Listed records: Begin

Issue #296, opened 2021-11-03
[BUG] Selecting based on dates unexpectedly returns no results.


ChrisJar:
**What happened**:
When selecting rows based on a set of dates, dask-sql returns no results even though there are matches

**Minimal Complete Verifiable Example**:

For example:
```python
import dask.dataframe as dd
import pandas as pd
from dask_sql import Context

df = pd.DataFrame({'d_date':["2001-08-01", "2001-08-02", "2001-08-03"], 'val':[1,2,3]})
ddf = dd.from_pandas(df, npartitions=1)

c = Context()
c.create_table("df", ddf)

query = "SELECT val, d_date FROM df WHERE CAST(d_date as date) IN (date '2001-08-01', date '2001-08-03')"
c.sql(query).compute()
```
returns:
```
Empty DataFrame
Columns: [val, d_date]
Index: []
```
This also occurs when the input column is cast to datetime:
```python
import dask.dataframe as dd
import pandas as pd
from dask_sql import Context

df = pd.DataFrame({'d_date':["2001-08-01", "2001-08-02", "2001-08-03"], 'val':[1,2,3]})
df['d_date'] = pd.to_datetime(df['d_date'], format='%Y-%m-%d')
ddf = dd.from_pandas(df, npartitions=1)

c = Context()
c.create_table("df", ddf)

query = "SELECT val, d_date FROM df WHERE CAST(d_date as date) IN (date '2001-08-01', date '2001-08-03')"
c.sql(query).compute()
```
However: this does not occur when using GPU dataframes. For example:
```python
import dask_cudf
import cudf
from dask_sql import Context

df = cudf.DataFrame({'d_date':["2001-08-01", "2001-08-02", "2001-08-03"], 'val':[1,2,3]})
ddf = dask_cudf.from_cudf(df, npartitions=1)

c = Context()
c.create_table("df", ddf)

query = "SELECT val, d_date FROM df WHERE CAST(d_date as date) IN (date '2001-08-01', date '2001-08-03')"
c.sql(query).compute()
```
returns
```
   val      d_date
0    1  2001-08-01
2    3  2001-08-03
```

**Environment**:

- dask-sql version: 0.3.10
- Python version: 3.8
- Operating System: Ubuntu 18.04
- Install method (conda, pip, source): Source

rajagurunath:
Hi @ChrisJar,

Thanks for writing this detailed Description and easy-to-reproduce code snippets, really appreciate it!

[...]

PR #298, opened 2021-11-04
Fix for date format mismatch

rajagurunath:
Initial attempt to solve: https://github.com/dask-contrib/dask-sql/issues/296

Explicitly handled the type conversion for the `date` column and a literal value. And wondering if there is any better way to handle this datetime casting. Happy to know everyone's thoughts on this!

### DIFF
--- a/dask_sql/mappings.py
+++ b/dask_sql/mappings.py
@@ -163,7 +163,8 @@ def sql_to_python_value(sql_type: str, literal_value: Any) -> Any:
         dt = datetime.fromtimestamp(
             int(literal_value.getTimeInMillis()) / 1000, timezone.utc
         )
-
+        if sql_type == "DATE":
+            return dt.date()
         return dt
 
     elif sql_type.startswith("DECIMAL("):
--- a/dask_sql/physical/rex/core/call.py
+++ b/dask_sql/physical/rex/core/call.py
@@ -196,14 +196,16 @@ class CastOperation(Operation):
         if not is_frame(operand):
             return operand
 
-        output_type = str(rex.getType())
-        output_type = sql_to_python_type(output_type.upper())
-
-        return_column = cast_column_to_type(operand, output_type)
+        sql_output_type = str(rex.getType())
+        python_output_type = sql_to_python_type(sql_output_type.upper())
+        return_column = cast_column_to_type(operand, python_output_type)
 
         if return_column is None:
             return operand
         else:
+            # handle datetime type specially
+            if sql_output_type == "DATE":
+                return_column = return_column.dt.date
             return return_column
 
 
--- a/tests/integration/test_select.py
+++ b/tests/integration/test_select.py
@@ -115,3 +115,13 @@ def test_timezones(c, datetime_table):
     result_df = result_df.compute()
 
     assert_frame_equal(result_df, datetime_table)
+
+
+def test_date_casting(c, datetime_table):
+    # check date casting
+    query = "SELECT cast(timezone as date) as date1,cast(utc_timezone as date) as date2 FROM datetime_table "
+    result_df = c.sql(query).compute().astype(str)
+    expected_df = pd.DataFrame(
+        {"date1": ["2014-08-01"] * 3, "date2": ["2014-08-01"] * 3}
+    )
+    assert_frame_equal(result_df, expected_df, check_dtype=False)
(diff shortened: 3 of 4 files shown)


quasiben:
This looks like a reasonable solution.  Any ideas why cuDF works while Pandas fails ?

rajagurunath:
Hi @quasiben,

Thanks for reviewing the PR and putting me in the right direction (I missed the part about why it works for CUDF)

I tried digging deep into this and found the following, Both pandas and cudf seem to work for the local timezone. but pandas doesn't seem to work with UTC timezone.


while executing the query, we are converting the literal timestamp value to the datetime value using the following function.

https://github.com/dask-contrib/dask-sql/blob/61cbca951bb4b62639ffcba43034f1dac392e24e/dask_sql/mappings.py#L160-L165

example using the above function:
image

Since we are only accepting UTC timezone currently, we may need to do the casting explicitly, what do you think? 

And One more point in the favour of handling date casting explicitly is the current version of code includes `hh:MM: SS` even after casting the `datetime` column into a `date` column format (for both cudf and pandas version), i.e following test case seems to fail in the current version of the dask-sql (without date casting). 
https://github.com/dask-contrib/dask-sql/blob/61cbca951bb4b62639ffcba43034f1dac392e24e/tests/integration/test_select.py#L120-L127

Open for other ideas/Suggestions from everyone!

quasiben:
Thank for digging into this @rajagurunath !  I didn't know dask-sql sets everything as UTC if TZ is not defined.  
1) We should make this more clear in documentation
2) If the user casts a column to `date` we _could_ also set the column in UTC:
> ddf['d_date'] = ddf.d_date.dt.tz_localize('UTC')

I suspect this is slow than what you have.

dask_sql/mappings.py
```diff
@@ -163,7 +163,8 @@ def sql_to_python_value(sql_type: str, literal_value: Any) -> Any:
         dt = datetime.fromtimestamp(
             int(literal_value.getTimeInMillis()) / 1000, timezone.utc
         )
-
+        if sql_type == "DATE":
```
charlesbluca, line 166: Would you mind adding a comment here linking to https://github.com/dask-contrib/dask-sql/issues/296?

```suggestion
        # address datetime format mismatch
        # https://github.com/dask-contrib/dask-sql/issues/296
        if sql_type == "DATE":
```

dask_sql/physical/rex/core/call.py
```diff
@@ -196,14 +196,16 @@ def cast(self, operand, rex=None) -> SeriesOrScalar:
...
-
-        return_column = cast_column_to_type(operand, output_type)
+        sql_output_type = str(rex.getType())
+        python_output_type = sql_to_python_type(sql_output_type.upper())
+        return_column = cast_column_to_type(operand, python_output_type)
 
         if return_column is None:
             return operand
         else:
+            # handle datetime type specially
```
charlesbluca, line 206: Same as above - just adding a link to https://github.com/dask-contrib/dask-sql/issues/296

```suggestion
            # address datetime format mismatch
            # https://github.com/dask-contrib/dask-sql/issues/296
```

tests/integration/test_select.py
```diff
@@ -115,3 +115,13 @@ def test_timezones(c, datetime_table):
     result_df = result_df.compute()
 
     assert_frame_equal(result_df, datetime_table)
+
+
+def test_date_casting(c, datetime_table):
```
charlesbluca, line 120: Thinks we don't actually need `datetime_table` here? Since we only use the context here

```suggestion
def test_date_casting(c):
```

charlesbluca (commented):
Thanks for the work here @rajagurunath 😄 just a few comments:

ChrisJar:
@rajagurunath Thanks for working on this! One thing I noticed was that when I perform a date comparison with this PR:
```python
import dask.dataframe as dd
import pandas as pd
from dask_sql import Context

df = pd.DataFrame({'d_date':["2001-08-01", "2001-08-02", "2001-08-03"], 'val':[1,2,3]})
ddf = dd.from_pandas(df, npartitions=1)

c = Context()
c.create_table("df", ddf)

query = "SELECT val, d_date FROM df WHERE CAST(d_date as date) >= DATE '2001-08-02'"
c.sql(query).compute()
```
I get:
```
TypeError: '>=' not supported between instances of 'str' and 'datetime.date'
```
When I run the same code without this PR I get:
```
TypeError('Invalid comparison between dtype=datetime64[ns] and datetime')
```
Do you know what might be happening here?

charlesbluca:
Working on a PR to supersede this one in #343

Listed records: End

*Activity*
Every line in the data that holds the string "returns" should be copied.

*Task response*
[BUG] Selecting based on dates unexpectedly returns no results.
When selecting rows based on a set of dates, dask-sql returns no results even though there are matches
returns:
returns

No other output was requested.